* [EXERCISE INSTRUCTIONS]:
Reproduce exactly the opening lines of the listing, stopping after the line that contains "The first image" and including it.
(Beginning of SOURCE INFORMATION)
PR #28430, opened 2022-10-10
6.0.1xx branding and test disablement

marcpopMSFT:


src/Tests/Microsoft.NET.Sdk.BlazorWebAssembly.Tests/BlazorWasmStaticWebAssetsIntegrationTest.cs
```diff
@@ -90,7 +90,7 @@ public void StaticWebAssets_PublishMinimal_Works()
                 intermediateOutputPath);
         }
 
-        [Fact]
+        [Fact(Skip="https://github.com/dotnet/sdk/issues/28429")]
```
dsplaisted, line 93: You could use a `RequiredMSBuildVersionFact` instead so that the test will automatically start running again.

dsplaisted (approved):

src/Tests/Microsoft.NET.Sdk.BlazorWebAssembly.Tests/BlazorWasmStaticWebAssetsIntegrationTest.cs
marcpopMSFT: do you know which MSBuild version the fix is in and can we do preview versions like that?

TanayParikh (approved):

TanayParikh:
It's green!

PR #28476, opened 2022-10-11
[Internal -> External Port (7.0.1xx-RC2)] Fix SDK Temp Paths

nagilson:
Confirming file permissions are using 700:
The first image shows the temp path created by file utilities in the biggest exploit (Nuget Packages under sudo).
The second image shows the permissions on the file to be drwx-----

[Images redacted for internal only]


nagilson:
@dsplaisted We're not sure if we need this for RC2 yet.

nagilson:
We don't need it for rc2

Issue #28048, opened 2022-09-20
Code Coverage for RuntimeIdentifiers


nagilson:
Based on https://github.com/dotnet/sdk/issues/27985 which was resolved by https://github.com/dotnet/sdk/pull/28006, it would be helpful if we had a regression test with projects that leverage RuntimeIdentifiers but not a RuntimeIdentifier. In addition, we may be able to provide a better patch in the long-term now that the other builds are presumably unblocked. In discussion with @dsplaisted, we should likely move it to another task/target.

nagilson:
Huzzah, this can be closed

Issue #27985, opened 2022-09-17
NETSDK1191 error when building crossgen2.csproj with RC2 SDK


MichaelSimons:
This issue was encountered with source-build.  In source-build, you must be able to take the SDK from a source-build and use it to rebuild the source.  It was during this process the following build error was surfaced while prepping for RC2.

```
  /repos/rc2-artifacts/dotnet/sdk/7.0.100-rc.2.22466.1/Sdks/Microsoft.NET.Sdk/targets/Microsoft.NET.RuntimeIdentifierInference.targets(169,5): error NETSDK1191: A runtime identifier for the property 'PublishReadyToRun' couldn't be inferred. Specify a rid explicitly. [/repos/tarball-boot/src/runtime/artifacts/source-build/self/src/src/coreclr/tools/aot/crossgen2/crossgen2.csproj]
```

The error check appears to be new to the RC2 sdk as I don't find it in the RC1 sdk - https://github.com/dotnet/sdk/commit/1fe65d2e6d2a539f357f016af4202218c6922255#diff-a34c0c3c174905dc5ce1e883006893f45b46b08fcac6ba51535c464cb952c6a2

From /repos/runtime/.dotnet/sdk/7.0.100-rc.2.22466.18/Sdks/Microsoft.NET.Sdk/targets/Microsoft.NET.RuntimeIdentifierInference.targets

```
    <NETSdkError Condition="'$(PublishReadyToRun)' == 'true' and '$(RuntimeIdentifier)' == ''"
                 ResourceName="ImplicitRuntimeIdentifierResolutionForPublishPropertyFailed"
                 FormatArguments="PublishReadyToRun"/>
```

Here is a binlog from a source-build.
[runtime.boot.sourcebuild.zip](https://github.com/dotnet/runtime/files/9590742/runtime.boot.sourcebuild.zip)

Failing source-build CI - Microsoft internal link - https://dev.azure.com/dnceng/internal/_build/results?buildId=1996153&view=logs&j=05a957c8-6537-5d6d-69e3-d72786d35c31&t=8f2f8c4f-4a49-5a74-0521-8049d6bde132

This is a blocker for rc2.

MichaelSimons:
cc @marcpopMSFT

nagilson:
Thanks @am11, that sounds right to me. I'll take a look and fix it. Sorry to block it.

ViktorHofer:
[...]

PR #28484, opened 2022-10-11
RuntimeIdentifiers Code Coverage + Implicit RuntimeIdentifiers (not just runtimeIdentifier)

nagilson:
# Description

Resolves https://github.com/dotnet/sdk/issues/28048, follow up to https://github.com/dotnet/sdk/issues/27985 
We can imply a runtime identifier even if `RuntimeIdentifiers` is added and add a test to show that this feature works with not just one RID but `RuntimeIdentifiers`. The RID here is used to publish the project which will then use runtime identifiers. 

# Customer Impact

Low, this makes it so projects using RuntimeIdentifiers don't need to specify a RuntimeIdentifier, but probably they did anyways. It is a cleaner solution to the one we put out for source build a while ago, but both solutions fix the issue. We are raising this because we're making changes to this file anyways for a much more severe break, which is https://github.com/dotnet/sdk/pull/28628.

# Regression 

No.

# Risk

Somewhere between low and medium, closer to low than medium.

# Testing

We added a test to test the scenario that the previous fix... well, fixed, but we haven't run it through source-build who were the initial consumers that discovered the problem with how we handled RuntimeIdentifiers.

### DIFF
--- a/src/Tests/Microsoft.NET.Publish.Tests/RuntimeIdentifiersTests.cs
+++ b/src/Tests/Microsoft.NET.Publish.Tests/RuntimeIdentifiersTests.cs
@@ -6,6 +6,7 @@ using System.Collections.Generic;
 using System.IO;
 using System.Linq;
 using System.Text;
+using System.Xml.Linq;
 using FluentAssertions;
 using Microsoft.DotNet.Cli.Utils;
 using Microsoft.NET.TestFramework;
@@ -217,6 +218,37 @@ namespace Microsoft.NET.Publish.Tests
                 .Should()
                 .Pass();
 
+        }
+
+        [Fact]
+        public void It_Publishes_Successfully_With_RID_Requiring_Properties_And_RuntimeIdentifierS_but_no_RuntimeIdentifier()
+        {
+            var targetFramework = ToolsetInfo.CurrentTargetFramework;
+            var runtimeIdentifier = EnvironmentInfo.GetCompatibleRid(targetFramework);
+            var testAsset = _testAssetsManager
+                .CopyTestAsset("HelloWorld")
+                .WithSource()
+                .WithProjectChanges(project =>
+                {
+                    var ns = project.Root.Name.Namespace;
+                    var propertyGroup = project.Root.Elements(ns + "PropertyGroup").First();
+                    propertyGroup.Add(new XElement(ns + "RuntimeIdentifiers", runtimeIdentifier));
+                    propertyGroup.Add(new XElement(ns + "PublishReadyToRun", "true"));
+                });
+
+            var buildCommand = new BuildCommand(testAsset);
+            buildCommand
+                .Execute()
+                .Should()
+                .Pass();
+
+            var outputDirectory = buildCommand.GetOutputDirectory(targetFramework, runtimeIdentifier: runtimeIdentifier);
+
+            var publishCommand = new PublishCommand(testAsset);
+            publishCommand
+                .Execute()
+                .Should()
+                .Pass();
         }
     }
 }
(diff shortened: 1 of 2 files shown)


src/Tests/Microsoft.NET.Publish.Tests/RuntimeIdentifiersTests.cs
```diff
@@ -218,5 +219,36 @@ public void DuplicateRuntimeIdentifiers()
...
+            var testAsset = _testAssetsManager
+                .CopyTestAsset("HelloWorld")
+                .WithSource()
+                .WithProjectChanges(project =>
+                {
+                    var ns = project.Root.Name.Namespace;
+                    var propertyGroup = project.Root.Elements(ns + "PropertyGroup").First();
+                    propertyGroup.Add(new XElement(ns + "RuntimeIdentifiers", runtimeIdentifier));
+                    propertyGroup.Add(new XElement(ns + "PublishReadyToRun", "true"));
+                });
```
dsplaisted, line 237: Any reason to start with "HelloWorld" instead of something like this?

```C#
{
    OutputType = "Exe",
    TargetFrameworks = ToolsetInfo.CurrentTargetFramework
};

testProject.AdditionalProperties["RuntimeIdentifiers"] = runtimeIdentifiers;
testProject.AdditionalProperties["PublishReadyToRun"] = "true";
var testAsset = _testAssetsManager.CreateTestProject(testProject);
```

src/Tests/Microsoft.NET.Publish.Tests/RuntimeIdentifiersTests.cs
```diff
@@ -218,5 +219,36 @@ public void DuplicateRuntimeIdentifiers()
...
+
+            var buildCommand = new BuildCommand(testAsset);
+            buildCommand
+                .Execute()
+                .Should()
+                .Pass();
+
+            var outputDirectory = buildCommand.GetOutputDirectory(targetFramework, runtimeIdentifier: runtimeIdentifier);
```
dsplaisted, line 245: If you're not using this directory for an assertion then we don't need to calculate it at all.

src/Tests/Microsoft.NET.Publish.Tests/RuntimeIdentifiersTests.cs
```diff
@@ -218,5 +219,36 @@ public void DuplicateRuntimeIdentifiers()
...
+                    var propertyGroup = project.Root.Elements(ns + "PropertyGroup").First();
+                    propertyGroup.Add(new XElement(ns + "RuntimeIdentifiers", runtimeIdentifier));
+                    propertyGroup.Add(new XElement(ns + "PublishReadyToRun", "true"));
+                });
+
+            var buildCommand = new BuildCommand(testAsset);
+            buildCommand
+                .Execute()
+                .Should()
+                .Pass();
```
dsplaisted, line 243: It's not required to run build before running publish, so for this scenario I would probably just delete this and only do a publish.

dsplaisted (approved):

src/Tests/Microsoft.NET.Publish.Tests/RuntimeIdentifiersTests.cs
nagilson: Nah, I thought it was the simplest way to make a test project but that's not true.

nagilson:
@dsplaisted Right now this is targeting 7.0.1xx which will go into GA IIRC; I know we weren't sure if we wanted to merge this into GA or not. Seems lower priority than the workloads issue you have atm. I'll wait to merge this until we get confirmation from someone.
(End of SOURCE INFORMATION)
* [RESPONSE TO THIS EXERCISE]:
PR #28430, opened 2022-10-10
6.0.1xx branding and test disablement

marcpopMSFT:


src/Tests/Microsoft.NET.Sdk.BlazorWebAssembly.Tests/BlazorWasmStaticWebAssetsIntegrationTest.cs
```diff
@@ -90,7 +90,7 @@ public void StaticWebAssets_PublishMinimal_Works()
                 intermediateOutputPath);
         }
 
-        [Fact]
+        [Fact(Skip="https://github.com/dotnet/sdk/issues/28429")]
```
dsplaisted, line 93: You could use a `RequiredMSBuildVersionFact` instead so that the test will automatically start running again.

dsplaisted (approved):

src/Tests/Microsoft.NET.Sdk.BlazorWebAssembly.Tests/BlazorWasmStaticWebAssetsIntegrationTest.cs
marcpopMSFT: do you know which MSBuild version the fix is in and can we do preview versions like that?

TanayParikh (approved):

TanayParikh:
It's green!

PR #28476, opened 2022-10-11
[Internal -> External Port (7.0.1xx-RC2)] Fix SDK Temp Paths

nagilson:
Confirming file permissions are using 700:
The first image shows the temp path created by file utilities in the biggest exploit (Nuget Packages under sudo).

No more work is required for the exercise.